Exercise |
Within the lines below, find those that hold the string "commands" and copy each one.

(Excerpts from a dataset)

PR #863, opened 2017-12-28
explicit apt-get commands in Travis script

palmskog:
Experiment to try to solve the problem with intermittently failing Travis builds by using explicit apt-get commands.

Note that as far as I can tell, failing builds will fail quickly no matter whether `--compiler=4.06.0` is used or not. Without the option, the error message will be `[ERROR] No OCaml compiler found in path.` and with the option, it will be `opam: unknown option --compiler`. Compare [failing build a](https://travis-ci.org/UniMath/UniMath/jobs/320394439) and [failing build b](https://travis-ci.org/UniMath/UniMath/jobs/322615798).

### DIFF
--- a/.travis.yml
+++ b/.travis.yml
@@ -6,17 +6,10 @@ sudo: 		required
 dist: 		trusty
 git:
   submodules:   false
-addons:
-  apt:
-    sources:
-      - avsm
-    packages:
-      - opam
-      - aspcud
-      - time
-      - libgtk2.0-dev
-      - libgtksourceview2.0-dev
-      - emacs
+install:
+  - sudo add-apt-repository -y ppa:avsm
+  - sudo apt-get update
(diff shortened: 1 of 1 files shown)


palmskog:
Also note that `opam init --yes --no-setup --compiler=4.06.0` will add a few minutes to each build, since OPAM will actually compile the new compiler from scratch. Therefore, I think it is best avoided.

DanGrayson:
lgtm!  It looks like that will do it.

DanGrayson:
Thanks!

palmskog:
@DanGrayson Since the problem manifests intermittently (as discussed in the Travis [issue](https://github.com/travis-ci/travis-ci/issues/8507)), just passing one Travis run doesn't necessarily indicate a permanent fix. However, please feel free to merge this pull request, and I will try to monitor new Travis builds that use the updated script from here.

Task output |
explicit apt-get commands in Travis script
Experiment to try to solve the problem with intermittently failing Travis builds by using explicit apt-get commands.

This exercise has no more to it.